4. VIEWING DISTANCE. The viewer must be the same distance from the real object and the displayed orthographic image.
The viewer was 18 inches away from the real thumb so the viewer must be 18 inches away from the orthographic photograph of the thumb printed in the book.
If the orthographic photo and the viewing situation are correct, you will have the identical visual experience as if you were actually 18 inches away from the real thumb. The thumb looks its normal size, normal shape, and has the same three-dimensional quality that it has in real life when viewed from the same distance. A 3D orthographic photograph comes as close as possible to duplicating a real-life viewing situation.
Using the same technique, an orthographic movie can duplicate the three-dimensional experience of watching a live stage show.
This orthographic movie will replicate the visual experience of one audience member sitting in the first row center watching a live performance.
A 3D camera is placed in the first row center, exactly replacing the audience member. The 3D camera is equipped with lenses and image sensors that duplicate the human field-of-view. The entire performance is photographed. There is no camera movement, no lens change, and no editing.
Then, that 3D movie is projected onto a screen so that the on-screen performers are exactly the same size as they were in real life. A single audience member sitting in the same first row center seat can watch the projected image and every spatial aspect of the real theatre performance will be duplicated by the 3D orthographic movie. The orthographic experience is typical for giant screen presentations and high profile thrill-rides in theme parks.
If all 3D pictures and movies were orthographic, there would be no need to discuss any additional aspects of 3D photography. The “3D police” would universally enforce the strict ortho-graphic rules and 3D photography and display would be predictable and simple.
However, the vast majority of 3D movies and television shows are non-orthographic because filmmakers don’t duplicate the shooting and viewing conditions necessary to create the ortho-graphic condition.
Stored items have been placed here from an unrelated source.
PR #3093, opened 2020-03-22
Add close_profit_abs column

### LINKED ISSUE #3010: Record profits in absolute value
This is a proposal to create a new column **trades.close_profit_abs** that records profit in absolute value. I think it can be used in different ways, such as easily aggregating total profits in stake_currency value, (would simplify _rpc_trade_statistics() for example), and it can be used in other references to calculate stake_currency based profit.

There's also lots of checks on the existing **Trade.close_profit** (percentage based) so we'd have to make sure we continue using it as a source of truth, and that we don't approve future PRs using the new column as a new source of truth, for consistency.

Let me know if you have any thoughts on this.

xmatthias:
## Summary
Add column `close_profit_abs` to the database, to simplify analysis afterwards (aligned to close_profit - which represents the ratio.

closes #3010
## Quick changelog

- Add new column close_profit_abs
- add migration test case for closed trade
- Simplify rpc calls where possible

### DIFF
--- a/tests/test_persistence.py
+++ b/tests/test_persistence.py
@@ -476,12 +476,22 @@ def test_migrate_old(mocker, default_conf, fee):
                                      stake=default_conf.get("stake_amount"),
                                      amount=amount
                                      )
+    insert_table_old2 = """INSERT INTO trades (exchange, pair, is_open, fee,
+                          open_rate, close_rate, stake_amount, amount, open_date)
+                          VALUES ('BITTREX', 'BTC_ETC', 0, {fee},
+                          0.00258580, 0.00268580, {stake}, {amount},
+                          '2017-11-28 12:44:24.000000')
+                          """.format(fee=fee.return_value,
+                                     stake=default_conf.get("stake_amount"),
+                                     amount=amount
+                                     )
     engine = create_engine('sqlite://')
     mocker.patch('freqtrade.persistence.create_engine', lambda *args, **kwargs: engine)
 
     # Create table using the old format
     engine.execute(create_table_old)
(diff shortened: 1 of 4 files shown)


tests/test_persistence.py
```diff
@@ -476,12 +476,22 @@ def test_migrate_old(mocker, default_conf, fee):
...
                                      )
+    insert_table_old2 = """INSERT INTO trades (exchange, pair, is_open, fee,
+                          open_rate, close_rate, stake_amount, amount, open_date)
+                          VALUES ('BITTREX', 'BTC_ETC', 0, {fee},
+                          0.00258580, 0.00268580, {stake}, {amount},
+                          '2017-11-28 12:44:24.000000')
+                          """.format(fee=fee.return_value,
+                                     stake=default_conf.get("stake_amount"),
+                                     amount=amount
+                                     )
```
hroff-1902: did not get this piece
(however, I'm not a db-geek, assume this is okay)

xmatthias: well to test if `close_profit_abs` is calculated correctly during database migration (and aligned to the python calculation), we need a closed trade too - since it'll not calculate `close_profit_abs` for open trades.

hroff-1902: I mean why it's introduced as a sep. insert_table_old2 if it's executed sequentially:
```
    engine.execute(insert_table_old)
    engine.execute(insert_table_old2)
```
?

xmatthias: because it's cleaner than using 2 statements in one execute - and because `insert into values ()` does not support multiple rows (at least not on all databases)

Issue #2696, opened 2019-12-22
Strategy validations 


xmatthias:
## Problem description

We've seen that the dataframe we pass to the strategy is easy to break by a user if not being careful.
Examples include (but are not limited to):
* [x] Dropping rows from the dataframe (#3107)
* [x] ~Returning resampled dataframe~ (implicitly captured by checking for length)
* [x] adding rows to the dataframe (#3107)
* [x] modifying the dataframe (#3107)
* [x] not adding "buy" column
* [x] not adding "sell" column
* [x]  always returning 0 in the "buy" column
* [x] not returning the dataframe
* [ ] Using a unrealistic stoploss (too tight)
* ...
* ~syntax errors~ (not relevant since syntax-errors will prevent the class from loading, so we cannot run checks on it).

Most of these scenarios are difficult to analyze by inexperienced users - but it should be possible to automate most of that.

Ideally, we'd have a `freqtrade test-strategy` subcommand, which runs a few tests against the strategy and tells the user (before even running backtesting / dry run) if the strategy is formally correct.

this "test_command" could also run on bot startup (optional?) - so we know before the first iteration if the strategy is breaking the dataframe.

it should not run on every iteration, since that would be a waste of resources, and we can assume that if a strategy works once, it'll work again.

PR #3107, opened 2020-03-24
check that the strategy dataframe matches the one given by the bot

orehunt:
## Summary
Save a few dataframe elements before calling the signals, to make sure they are
still there afterwards.
Also fetch the correct signals by date.

related to #2696 
## Quick changelog

- functions `preserve_df` and `assert_df` used around strategy calls to gauge dataframe validity
- locate the correct signals row by date instead of by index (which is kinda reduntant since with those checks it will raise an exception if the index does not match...

...the failing tests are...broken because they indeed pass a non matching dataframe..
these checks are done on each call...they are not heavy so...doesn't seem to hurt

### DIFF
--- a/freqtrade/strategy/interface.py
+++ b/freqtrade/strategy/interface.py
@@ -241,8 +241,18 @@ class IStrategy(ABC):
 
         return dataframe
 
-    def get_signal(self, pair: str, interval: str,
-                   dataframe: DataFrame) -> Tuple[bool, bool]:
+    @staticmethod
+    def preserve_df(d: DataFrame) -> Tuple[int, float, datetime]:
+        """ keep some data for dataframes """
+        return len(d), d["close"].iloc[-1], d["date"].iloc[-1]
+
+    @staticmethod
+    def assert_df(d: DataFrame, df_len: int, df_close: float, df_date: datetime):
+        """ make sure data is unmodified """
+        if df_len != len(d) or df_close != d["close"].iloc[-1] or df_date != d["date"].iloc[-1]:
+            raise Exception("Dataframe returned from strategy does not match original")
+
+    def get_signal(self, pair: str, interval: str, dataframe: DataFrame) -> Tuple[bool, bool]:
         """
         Calculates current signal based several technical analysis indicators
         :param pair: pair in format ANT/BTC
@@ -254,8 +264,11 @@ class IStrategy(ABC):
             logger.warning('Empty candle (OHLCV) data for pair %s', pair)
             return False, False
 
+        latest_date = dataframe['date'].max()
         try:
+            df_len, df_close, df_date = self.preserve_df(dataframe)
             dataframe = self._analyze_ticker_internal(dataframe, {'pair': pair})
+            self.assert_df(dataframe, df_len, df_close, df_date)
         except ValueError as error:
             logger.warning(
                 'Unable to analyze candle (OHLCV) data for pair %s: %s',
@@ -275,7 +288,7 @@ class IStrategy(ABC):
             logger.warning('Empty dataframe for pair %s', pair)
             return False, False
 
-        latest = dataframe.iloc[-1]
+        latest = dataframe.loc[dataframe['date'] == latest_date].iloc[-1]
 
         # Check if dataframe is out of date
         signal_date = arrow.get(latest['date'])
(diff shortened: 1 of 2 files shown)


hroff-1902:
the checks are fine, but I would like to see diff. texts in the exception for diff. checks (length mismatch, datetime mismatch, etc,)

I could add it by myself...

Also, the freqtrade exception (DependencyException?) should be raised instead of generic Exception...

freqtrade/strategy/interface.py
```diff
@@ -241,8 +242,26 @@ def _analyze_ticker_internal(self, dataframe: DataFrame, metadata: dict) -> Data
...
+        message = ""
+        if df_len != len(dataframe):
+            message = "length"
+        elif df_close != dataframe["close"].iloc[-1]:
+            message = "last close price"
+        elif df_date != dataframe["date"].iloc[-1]:
+            message = "last date"
+        if message:
+            raise DependencyException("Dataframe returned from strategy has mismatching "
+                                      f"{message}.")
```
xmatthias: I'm not certain about the type of the exception yet - `Exception` (what you had before) was definitely wrong ... 

but we'll need to ask the question - what do we want to archive?

should the bot be stopped completely since the strategy is wrong? 
or should just this iteration / cycle be interrupted and retried next time (assuming it's a general error - i guess that would lead to the bot being stuck / seeming stuck).

If we want it stopped, we can remove / skip this check after it ran once saving processing time - assuming the strategy won't act differently after the first iteration.
If on the other hand we assume a temporary error (not sure that's even possible without intentionally doing that) - then we'll need to run it each time - but can't crash the bot completely, but need to skip this iteration.

orehunt: If it catches the error on the first iteration it's probably a configuration error, so it stops right away.
If it appears after a while, the strategy is relieing on some currently unavailable data, should keep trying.

xmatthias:
I did add some tests to this PR - mainly to ensure myself that it's working as i expect it to.

I've also "reformatted" the error output - we should not print the full stacktrace in this case to avoid confusion from users (this will further be changed / enhanced when #2872 is merged as that introduces the StrategyException...).

freqtrade/strategy/interface.py
```diff
@@ -275,7 +298,7 @@ def get_signal(self, pair: str, interval: str,
             logger.warning('Empty dataframe for pair %s', pair)
             return False, False
 
-        latest = dataframe.iloc[-1]
+        latest = dataframe.loc[dataframe['date'] == latest_date].iloc[-1]
```
xmatthias: Odd question - do we need the `.iloc[-1]` here? 

the only case where `dataframe.loc[dataframe['date'] == latest_date]` would return more than one line is if i drop one line - and duplicate the last line so i got the same date twice ... (or am i mistaking...)?

orehunt: if you don't add iloc, it will return a dataframe, so it would need some other changes below but haven't checked, anyway the functions only check specific rows, so it could be possible that the returned df might have the same dates in between also considering that the dates are not the index

xmatthias: ah right, it's a datatype issue - didn't think about that :+1:

hroff-1902:
just explain me why
```
latest = dataframe.loc[dataframe['date'] == latest_date].iloc[-1]
```
is now used instead of previous
```
latest = dataframe.iloc[-1]
```

xmatthias:
well the answer (at least partially) lies in https://github.com/freqtrade/freqtrade/pull/3107#discussion_r399802540.

using `dataframe.loc[dataframe['date'] == latest_date]` selects the row with the latest date (we gathered before running the strategy methods).

Since this returns a dataframe (potentially more than one row) - `.iloc[-1]` is then used to get the last row of the previously selected dataframe.


Thinking about this again makes it seem like this change is unnecessary / duplicate testing - `assert_df()` is already checking that the last row contains the last date - so using `.iloc[-1]` should be enough here.

hroff-1902:
> Since this returns a dataframe (potentially more than one row) - `.iloc[-1]` is then used to get the last row of the previously selected dataframe.

it's clear, okay

> using `dataframe.loc[dataframe['date'] == latest_date]` selects the row with the latest date (we gathered before running the strategy methods).

hmm, but we also check that the last date is the same in the returned dataframe... why (or when) this expression will behave more correct than previous one, why is it needed?

orehunt:
> why (or when) this expression will behave more correct than previous one, why is it needed?
probably never, however freqtrade doesn't use the date for the index, and I haven't check if the way the df is constructed ensures that the last index is always of the latest date; otoh matching a date compared to querying an index is not a cost free redundancy

hroff-1902:
LGTM 👍 

@orehunt , thanks!

Issue #3016, opened 2020-03-03
Freqtrade causing my VPS to crash


King-Techno:
Everytime I run freqtrade on my VPS (EC2 server) it works for an hour or two. Then it causes my VPS to crash and stop working. I honestly do not know what to do.

I am using Ubuntu 18.04 and my VPS has 1 CPU.

xmatthias:
well what do the logs show?
how much ram have you got?

King-Techno:
I dont know how to check the logs?
I installed freqtrade using docker.

VPS Data:
RAM: 1.0 GB, CPU: 1.

The issue started after I changed my strategy. I suspect that my CPU is too low for my current strategy and I need to upgrade my VPS.

King-Techno:
The issue occurred after I added this to my strategy `dataframe['high'].rolling(period).max().shift()`

xmatthias:
You should be able to check the logs by using journalctl (you'll need to investigate parameters to get messages from the previous boot - probably it's `journalctl -b -1` but i'm not certain at the moment.

Honestly, this is a no-brainer for me.

Minimal requirements are stated as 2GB Ram, 2vCPU - you're not filling either of these.

Also, requirements depend on the strategy - so if you're using a ton of indicators, 2GB may not be enough. If it's compute-intensive indicators, 2vCPU may not be enough....

King-Techno:
I agree as well that I will need to upgrade my server. I give that a shot and hopefully, it should work.

King-Techno:
I think the issue may be with freqtrade. I am having sudden spikes in my CPU usage causing me to use up all my credits. 

![image](https://user-images.githubusercontent.com/53098717/75784369-05903c80-5d5a-11ea-9f99-10bce707d909.png)

xmatthias:
From the timing perspective, i would assume you're using VolumePairlist - which is usually running every 6 hours.
However - a graph without specification as to what this is (memory / cpu / network) does not say anything.

King-Techno:
Sorry about that @xmatthias . I have made alterations to my server, so I will wait a few hours to see if there are any improvements. In the meantime I will close the case and reopen if issues persist. Thank you for your time though.

King-Techno:
## Step 1: Have you search for this issue before posting it?

Yes

If you have discovered a bug in the bot, please [search our issue tracker](https://github.com/freqtrade/freqtrade/issues?q=is%3Aissue). 
If it hasn't been reported, please create a new issue.

[...]

PR #3108, opened 2020-03-24
concurrency for multiple pairs

orehunt:
## Summary
Every pairs computes its signals in its own process

## Quick changelog
- signals from multiple pairs are evaluated with multiprocessing

## What's new?
Speeds up evaluation when using multiple pairs, for backtesting and live.
During live, signals are evaluated depending on the throttling configuration.
It currently spawns a pool of workers everytime signals are requested.
So it spawns `jobs` processes (currently set at cpus/2) every `process_throttle` seconds which might be a little bit too much if set to `1s`.
I used `multiprocessing.Pool` instead of `Parallel` because joblib doesn't have a proper way to terminate the pool, its `with` context doesn't seem to actually close the pool afterwards while `Pool` properly closes after all is done.
To be friendlier to shorter throttling freqtrade would have to run a long lived pool and reset it every once in a while, which is not _plug and play-ish_ as this implementation

It's important to reset the workers pool, because since strategies are user code, they can have memory leaks, so by running signals in their own processes it prevents from bloating the main freqtrade process. #2910 #3016 
It also can reduce memory pressure during backtesting for the same reason..

### DIFF
--- a/freqtrade/freqtradebot.py
+++ b/freqtrade/freqtradebot.py
@@ -27,6 +27,7 @@ from freqtrade.rpc import RPCManager, RPCMessageType
 from freqtrade.state import State
 from freqtrade.strategy.interface import IStrategy, SellType
 from freqtrade.wallets import Wallets
+from freqtrade.strategy.helper import get_all_signals
 
 logger = logging.getLogger(__name__)
 
@@ -216,9 +217,15 @@ class FreqtradeBot:
                             "but checking to sell open trades.")
             else:
                 # Create entity and execute trade for each pair from whitelist
+                all_signals = get_all_signals(
+                    self.strategy.get_signal, {
+                        pair: (pair, self.strategy.ticker_interval,
+                               self.dataprovider.ohlcv(pair, self.strategy.ticker_interval))
+                        for pair in whitelist
+                    })
                 for pair in whitelist:
                     try:
-                        trades_created += self.create_trade(pair)
+                        trades_created += self.create_trade(pair, all_signals[pair])
                     except DependencyException as exception:
                         logger.warning('Unable to create trade for %s: %s', pair, exception)
 
@@ -379,7 +386,7 @@ class FreqtradeBot:
         # See also #2575 at github.
         return max(min_stake_amounts) / amount_reserve_percent
 
-    def create_trade(self, pair: str) -> bool:
+    def create_trade(self, pair: str, signals: Tuple[bool, bool] = None) -> bool:
         """
         Check the implemented trading strategy for buy signals.
 
@@ -401,9 +408,13 @@ class FreqtradeBot:
             return False
 
         # running get_signal on historical data fetched
-        (buy, sell) = self.strategy.get_signal(
-            pair, self.strategy.ticker_interval,
-            self.dataprovider.ohlcv(pair, self.strategy.ticker_interval))
+        if signals:
+            buy = signals[0]
+            sell = signals[1]
+        else:
+            (buy, sell) = self.strategy.get_signal(
+                pair, self.strategy.ticker_interval,
+                self.dataprovider.ohlcv(pair, self.strategy.ticker_interval))
 
         if buy and not sell:
             stake_amount = self.get_trade_stake_amount(pair)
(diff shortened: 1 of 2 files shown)


xmatthias:
First of all something organisational:
Please create issues to discuss changes before implementing them to avoid frustration and wasted time.
This applies to all huge changes in terms of work needed and / or huge behavioural changes.

Also, a PR should have tests pass - or should be labled as `[WIP]` - so we know it's still a work in progress.

----
about this PR: 

Using processes / threads has been discussed before and has been decided against, since it introduces a lot of complexity and potential error causes.

While it seems ok at first, it'll strongly depend on what a user does within his strategy.

* Assume a strategy keeps state of "something"  
  * how will you guarantee thread / process safety for this situation without having the user know how to handle threads / processes?
  * are changes to strategy attributes even passed back to the main process, so the next iteration will know about these?
* Assume a strategy uses dataprovider - it'll do "cross-process" calls - which i'm not sure do work - and if they do - how do you guarantee ccxt respects ratelimits configured? ccxt is not process-safe (nothing in python is).
* This also introduces wasted cpu cycles when the last trade-slot is filled wiht the first analyzed pair. In the current behaviour, only the first pair would be analyzed - in this behaviour all pairs will be analyed, always.

> It also can reduce memory pressure during backtesting for the same reason..

I'm not sure how analyzing in parallell should reduce memory usage during backtesting.
The high memory usage during backtesting exists because all pairs need to be analyzed and known while iterating over them  - otherwise you won't know if all trade-slots are filled or not once a trade-signal happens.
The alternative would be to feed backtesting the data in 500 candle units and rolling over time - but this would heavily reduce backtesting performance since the analysis operations would not be vectorized anymore.

---

I'm sorry since this seems like it's been quite some effort - but i'm not a fan of this and i think the drawdowns outweight the benefits - also i think i can break this code very easily within my user strategy by introducing race conditions (which will not fail immediately - but over time).

orehunt:
> First of all something organisational:
> Please create issues to discuss changes before implementing them to avoid frustration and wasted time.

this is something I am using myself, there is some effort to make it easily mergeable but not so much so no problem if pr aren't accepted, you can close them, no big deal
> 

> Also, a PR should have tests pass - or should be labled as `[WIP]` - so we know it's still a work in progress.

it did have all tests OK, maybe something slipped through


>     * Assume a strategy keeps state of "something"
>       
>       * how will you guarantee thread / process safety for this situation without having the user know how to handle threads / processes?
>       * are changes to strategy attributes even passed back to the main process, so the next iteration will know about these?
freqtrade could at best offer a pipe through maybe the dataprovider, to preserve state, but guaranteeing the persistence of state without specifications I don't see how that is desirable..use a database? I personally was just pickling on disk between calls...
>     * Assume a strategy uses dataprovider - it'll do "cross-process" calls - which i'm not sure do work - and if they do - how do you guarantee ccxt respects ratelimits configured? ccxt is not process-safe (nothing in python is).

honestly I haven't really used the dataprovider interface, if I get to it I'll see how it interacts, but something like a decorator that puts a semaphore around calls would be my first guess..
>     * This also introduces wasted cpu cycles when the last trade-slot is filled wiht the first analyzed pair. In the current behaviour, only the first pair would be analyzed - in this behaviour all pairs will be analyed, always.
This cannot be avoided if you want to sort pairs based on a score/sentiment, you have to calculate all the signals, so I just give this for granted

> I'm not sure how analyzing in parallell should reduce memory usage during backtesting.
> The high memory usage during backtesting exists because all pairs need to be analyzed and known while iterating over them - otherwise you won't know if all trade-slots are filled or not once a trade-signal happens.
mmh, you are assuming shared state during live, but not during backtesting? What if a strategy updates some state and that state grows the more candles are tested?

xmatthias:
> freqtrade could at best offer a pipe through maybe the dataprovider, to preserve state, but guaranteeing the persistence of state without specifications I don't see how that is desirable..use a database? I personally was just pickling on disk between calls...

wo says without specification? we have documentation on how to do this [here](https://www.freqtrade.io/en/latest/strategy-customization/#storing-information). cust-info is an example, but almost every other name is allowed, too.

this page also documents dataprovider usage (a little further down).

> honestly I haven't really used the dataprovider interface, if I get to it I'll see how it interacts, but something like a decorator that puts a semaphore around calls would be my first guess..

also a semaphore won't really help you respect the exchange's API ratelimits - as i assume that the whole exchange will be pickled / copied into each process.

It's also possible that using `Trade.*` might be problematic (will need to be tested) - as it might lead to concurrency / locking issues in certain cases.

orehunt:
> wo says without specification? we have documentation on how to do this [here](https://www.freqtrade.io/en/latest/strategy-customization/#storing-information). cust-info is an example, but almost every other name is allowed, too.
> 
I guess that count as specification..
> also a semaphore won't really help you respect the exchange's API ratelimits - as i assume that the whole exchange will be pickled / copied into each process.
No, you use a syncmanager

> It's also possible that using `Trade.*` might be problematic (will need to be tested) - as it might lead to concurrency / locking issues in certain cases.
Strategy code that modifies orders shouldn't have nothing to do with signals..

anyway this could easily be just a strategy feature flag, all the bot has to do is check how to analyze signals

Filmmakers like to use different lenses, vary the image size, change the 3D settings, edit the shots together, and watch the results on any size screen. Orthographic movies are unique, fun, and extremely immersive for an audience, but non-orthographic 3D movies allow filmmakers to explore additional visual opportunities and variations.
To take advantage of these creative opportunities and visual variations, filmmakers need to understand the technical and aesthetic components of stereoscopic 3D. These components are called the 3D visual variables.
The 3D Visual Variables
Stereoscopic 3D photography offers some important new variables that are used to control 3D pictures.
- Camera Convergence
- Interaxial Distance
- Stereoscopic Window
Visual Variable 1 – Camera Convergence
In traditional 2D photography, one camera with one lens is used to photograph a subject.
2D pictures are composed in two dimensions on the X-axis (horizontal) or the Y-axis (vertical).
In 2D pictures, the subject can be composed anywhere within the frame’s two-dimensions of width and height: high, middle, and low, on the left, the center, or the right. Even when the subject appears in the distance, it’s still on the flat two-dimensional surface of the screen.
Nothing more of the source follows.